I am developing a windows desktop client/server application in .NET where the client application connects to SQL Server Express 2005 via the SQL native client and a connection string. The client then executes SQL over the connection on the database directly (no stored procedures).
How can I configure SQL Server (or windows) security in such a way that only my signed application binaries can connect to the database and nothing else from the client machines? (ie. not SQL Server Management Studio Express, hacked versions of my binaries or other malicious code) Would I need to embed cryptographic keys in my application? If so, how can these be protected from disassembly attacks?
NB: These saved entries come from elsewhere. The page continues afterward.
PR #1774, opened 2021-11-02
Updated mutator docs

psfinaki:
A few mutator related updates:
1. Fixed broken links in the docs
2. Renamed mutations to mutators in some places (I got lazy at some point)
3. Add the names of the mutations alongside the names of the mutators. I've been missing this myself and the names are not always obvious

### DIFF
--- a/docs/mutators.md
+++ b/docs/mutators.md
@@ -1,12 +1,14 @@
 ---
-title: Mutations
+title: Mutators
 sidebar_position: 40
 custom_edit_url: https://github.com/stryker-mutator/stryker-net/edit/master/docs/mutators.md
 ---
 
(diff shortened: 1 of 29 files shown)


rouke-broersma:
I think we actually wanted to standardize on Mutations instead of Mutators but I'm not 100 percent sure. @richardwerkman ?

docs/mutators.md
```diff
@@ -1,12 +1,14 @@
 ---
```
richardwerkman, line 1: Renaming this file will break the website. I'd suggest keeping this mutations for now as these docs contain both the mutators and the specific mutations

richardwerkman (changes requested):
It's good to have the actual names for the ignore functionality in the docs! Thanks

docs/mutators.md
psfinaki: Alright. I removed all the renamings, only left the _custom_edit_url_ change in that regard, I guess it should fix this issue here:
image

richardwerkman (approved):

PR #1956, opened 2022-03-09
fix: Version update check at startup no longer recommends upgrading to preview and latest

0xced:
- Only check for a preview release if a stable release is _not_ available in order to avoid having two messages inviting to upgrade to two different versions of Stryker.NET
- Actually check for a preview release instead of just the last release (versions.Max() would get the last release)

Also, use the `NuGet.Protocol` package to retrieve the list of versions so that Stryker.NET can benefit from the global NuGet caching mechanism.


rouke-broersma:
Thank you :)

Issue #1665, opened 2021-08-18
Stryker freezes with too many concurrent test runners


psfinaki:
**Describe the bug**

We are now executing Stryker during the night against a big codebase. Recently we switched to very strong machines and Stryker suddenly started to "freeze" during executions. After a few days of frustration I figured out that concurrency is the issue. The machines we use now have 16 logical processors so Stryker spins up 8 concurrent test runners and that occasionally (actually more often than not) just leeds to freezes in random places.

I don't know where the problem exactly is. I can figure out the exact number of test runners when things start going bad. Now I only know the 5 are ok and 8 are not ok. For us the execution time is the same for 4 and 5 concurrent test runners so we stopped there.

**Expected behavior**

No freezes, well.

**Workarounds**

Thanks god Stryker has an option to specify this amount in the config. This saved my ass :D

rouke-broersma:
We have actually experienced this ourselves before but only when using the solution run or multiple test projects feature! We had never had a user report before as far as I know.

We have a bug report open for this with the vstest team 😉😉😉

psfinaki:
Well we don't use the solution run, rather I wrote a script back in a day to glue project runs together heh :D 

I will try to get VsTest logs and verify then. So we could push together :)

rouke-broersma:
Well good because solution runs are **not** recommended (because of this problem but also because of inaccuracies).

richardwerkman:
This does sound different from issue #1136. We have crashing testrunners there. So lowering the number of testrunners should *increase* the chance of stryker hanging. But you could check. If you find this in strykers logs (not vstest logging) it's the same issue: `[Error] Cancelling the operation as requested.`

psfinaki:
@rouke-broersma @richardwerkman okay sorry it took so much time, I was implementing mutation score lock in solution wide and it took a while :D 

Now I got back to this, seems like VsTest is indeed the issue. I cannot collect VsTest logs from the build machine (I guess for that I would need to execute custom Stryker version there?) but I collected Stryker logs for hung executions and I see this `[Error] Cancelling the operation as requested.` there.

Should we try pinging the guys internally?

rouke-broersma:
If you could do that, that would be amazing :)

psfinaki:
Oh alright. Thanks! I'll see what I can do. This is maybe causing us problems even with running unit tests, we're investigating this now. I'll keep you posted on that.

richardwerkman:
[...]

Issue #1136, opened 2020-07-09
Stryker hangs when using the multi test project feature


richardwerkman:
**Describe the bug**
When using stryker with 2 or more testprojects the run seems to stop (without exiting) during the testing mutant phase. 

**Logs**
Will add soon

**Expected behavior**
The run should continue without any interuption.

**Desktop (please complete the following information):**
 - OS: Windows
 - Type of project: Core
 - Framework Version Core 2.1
 - Stryker Version 0.18

**Additional context**
The problem does not always occur, so this could prove hard to debug

richardwerkman:
After further investigation it looks like the vstest runners crash one by one. After the last one has crashed stryker keeps waiting forever.

It's not clear why the vstest runners crash. The last output in the logs contain:
```
2020-07-09T21:06:07.0150805+02:00  [DBG] Runner 1: Each mutant's fate has been established, we can stop. (b49f87dc)
2020-07-09T21:06:07.0373632+02:00  [VRB] Runner 1: [Error] Cancelling the operation as requested. (3478123c)
2020-07-09T21:06:07.0374326+02:00  [VRB] Runner 1: [Error] Cancelling the operation as requested. (3478123c)
```
This is the same for each runner.

ohoward2001:
Any update on when this issue might be sorted? Thanks

richardwerkman:
I'm sorry I don't know. This is not in our hands. We addressed this issue @ vstest almost two years ago. Currently a fix is ready to be merged but I'm not in the position to know when this release will take place. I hope soon. Once vstest releases the fix we will update stryker immediately

psfinaki:
Small insider update: this is hoped to be deliver along with VS2022 17.2. When is that - I don't know :D But now it's 17.0.5 so maybe not so long from now.

rouke-broersma:
That's awesome :) Hopefully by then we can update since we're currently blocked on #1870 due to https://github.com/microsoft/vstest/issues/3144 :D

PR #1967, opened 2022-03-17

The client or server machines can be placed on a corporate domain. Using SQL Server full edition instead of SQL server express is also an option. I would also like to still be able to run SSMSE locally on the server machine for upgrades and support work (the server will have physical doors-and-locks security to prevent access to it).
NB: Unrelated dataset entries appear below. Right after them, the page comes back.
PR #1987, opened 2022-04-04
fix(mutating): Better support for mutating local function

### LINKED ISSUE #1986: Exception thrown by LocalFunctionStatementOrchestrator in CLI 1.5.0
**Describe the bug**
When I have a local function defined in a block that also has a block level mutation for another part, the local function tries to implement the mutation and falls over (an InvalidOperationException in RoslynHelper). I suspect that LocalFunctionStatementOrchestrator should have the same override of PrepareContext as AnonymousFunctionExpressionOrchestrator (this fixes the problem in my example), but I don't know the code well enough to know if this is truly the right fix.

**Additional context**
Please see the attached zip file (containing a small VS 2022 solution) for a replication of the bug.

[BreakStryker.zip](https://github.com/stryker-mutator/stryker-net/files/8404699/BreakStryker.zip)

dupdob:
Prevent migration of mutations from a method to a locally defined function as those lead to errors. 
Significant rewrite for 'LocalFunctionStatementOrchestrator' and 'AnonymousFunctionExpressionOrchestrator'.
Isolated the migration of the expression body (if present) to ensure a proper handling of the mutation context which prevents mutation migrating to other places.
Should also resolve some compile error mutant (see `CsharpMutantOrchestratorTests`: previous version of the test shows that the generated code will not compile)

Fix #1986

### DIFF
--- a/src/Stryker.Core/Stryker.Core.UnitTest/Mutants/CsharpMutantOrchestratorTests.cs
+++ b/src/Stryker.Core/Stryker.Core.UnitTest/Mutants/CsharpMutantOrchestratorTests.cs
@@ -145,8 +145,7 @@ namespace StrykerNet.UnitTest.Mutants.TestResources
 void SomeMethod()  => (true && SomeOtherMethod(out var x)) ? x : 5;
 }";
             string expected = @"void TestMethod(){if(StrykerNamespace.MutantControl.IsActive(0)){}else{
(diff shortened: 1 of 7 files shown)


rouke-broersma:
The windows integration test seems to be failing due to missing dotnet framework 4.6.1 targets, weird.

dupdob:
I am not sure why you think it is weird....
 My guess is that the distribution for Net 4.6.1 has been quietly faded by MS, so now the integration run will fail until the dependency is updated (via merging of my other PR, hopefully).
If you are confused because of my remark that integration tests were no longer executed by the CI, sorry, this was an improper description. The integration test step is executed, but 0 unit test is executed as the filtering condition is invalid (and results in no match).

dupdob:
also, I am close to getting an improved version for this PR. I will flag this one as draft

rouke-broersma:
Ah I forgot that I had not yet reviewed and merged the other pr.. Sorry. I was confused because I had thought this was already fixed.

dupdob:
Not sure what just happened: I clicked on 'ready for review' for the PR to leave the draft status and it closed it instead.
So I reopened it.
I will update the PR description to reflect the new version (which is FAR better).

dupdob:
Did a successful run against NFluent.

My application needs to read data from tables to calculate summary information. The summary information does not need to be secured but the detailed individual rows do. I think this requirement excludes any form of table based permissions combined with windows accounts or sql server user names and passwords.
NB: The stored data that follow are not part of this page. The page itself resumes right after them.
PR #1994, opened 2022-04-07
fix(since): Add possibility to specify a git tag for the since.target option

0xced:
In addition to a branch or a commit.


dupdob:
thanks for PR. Sadly, three unit tests are failing at this stage.
Could be please fix the code and/or tests for them to be green ? Updating to the master/head would be great also if you can do it alongside the fixes.

0xced:
I just rebased on master and fixed the tests, everything is ✅ now. 😀

PR #2007, opened 2022-04-21
docs(getting-started): manifest should be created in an unit test project

simondel:


rouke-broersma:
We support multiple test projects these days, in which case you will want to run stryker from the target project instead. In that case you will need to install stryker to the target project and not the unit test project. We also have plans to fix support for solution runs in which case you may want to install stryker to the solution folder (though I am not sure if this is supported by dotnet cli).

rouke-broersma:
We should write better documentation on the different ways to run stryker.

I would use some sort of windows account or username and password combination 🙂
Sarcasm aside, what you are talking about is just permissions. Connect your app to the SQL server using a user account you control, and don’t provide the account credentials to the user. Problem solved. Well, almost.
The only other way “in” is with an account like Administrator or SA that has a server role granting access to the whole SQL server, so you’d have to make certain the user does not have access to the SQL server through that path. That’s pretty simple to do — restrict the Builtin\Administrators group in SQL Server, for example by giving it only Public and not sysadmin, disable the SA account (if the server has mixed mode authentication), and substitute another account in your control to act as sys admin. Be careful not to lock yourself out :-).